The crucial part of the verification is the loop invariant:

· ⇓⟨cursor, out⟩ => ⌜(arr.take cursor.pos).sum = out⌝

This invariant states that at each iteration, the sum of the elements taken from the beginning of the array up to the current cursor position (cursor.pos) is equal to the value of the out variable. This invariant captures the essence of the loop's behavior and is essential for mvcgen to prove the correctness of the function.

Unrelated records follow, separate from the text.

PR #87, opened 2024-07-16
Added the cutout interface for the `Package` type.

callendorph:
This adds a default implementation that does nothing because most implementations won't require this.

### DIFF
--- a/src/landpatterns/packages.stanza
+++ b/src/landpatterns/packages.stanza
@@ -319,7 +319,7 @@ public defmulti make-keep-out (
   )
 
 doc: \<DOC>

The loop invariant specified here is the linchpin of the verification process. It succinctly captures the relationship between the state of the loop (represented by cursor.pos and out) and the accumulated sum of the array elements. The invariant asserts that at any point during the execution of the loop, the sum of the elements from the beginning of the array up to the current position (cursor.pos) is precisely equal to the value stored in the mutable variable out. This invariant is crucial because it maintains a consistent relationship between the partial sum and the progress of the loop. By proving that this invariant holds true at the beginning of the loop, remains true after each iteration, and implies the desired result upon termination, we can confidently conclude that the Array.sumDo function is correct. The mvcgen tool leverages this invariant to automatically generate and discharge proof obligations, significantly simplifying the verification effort. In essence, the invariant acts as a bridge connecting the initial state, the iterative process, and the final result, ensuring the correctness of the summation algorithm.

mvcgen in Action

  • mvcgen invariants: This command tells mvcgen to use the specified invariants to generate verification conditions.
  • ⇓⟨cursor, out⟩ => ⌜(arr.take cursor.pos).sum = out⌝: This is the loop invariant, which states that the sum of elements up to the current cursor position equals the out variable.
  • with (simp_all <;> grind): Specifies tactics to be used by mvcgen to discharge the verification conditions. simp_all simplifies the goal using all available lemmas, and grind is a powerful tactic that attempts to solve the goal automatically.

By specifying the loop invariant and providing appropriate tactics, mvcgen can automatically prove that Array.sumDo correctly calculates the sum of the array elements. This showcases the power of mvcgen in verifying complex algorithms with mutable state.

Conclusion

In this article, we explored how to use mvcgen to verify the correctness of an array summation function (Array.sumDo) in Lean. We delved into the code implementation, essential theorems, and the crucial concept of loop invariants. By specifying the correct invariants, we enabled mvcgen to automatically prove the correctness of our function.

This example highlights the power of mvcgen in verifying algorithms with mutable state. Understanding how to use mvcgen and specify loop invariants is essential for writing robust and reliable code in Lean. By leveraging these tools, you can confidently build complex algorithms with the assurance that they behave as expected.

For further exploration of Lean and its capabilities, consider visiting the Lean community website.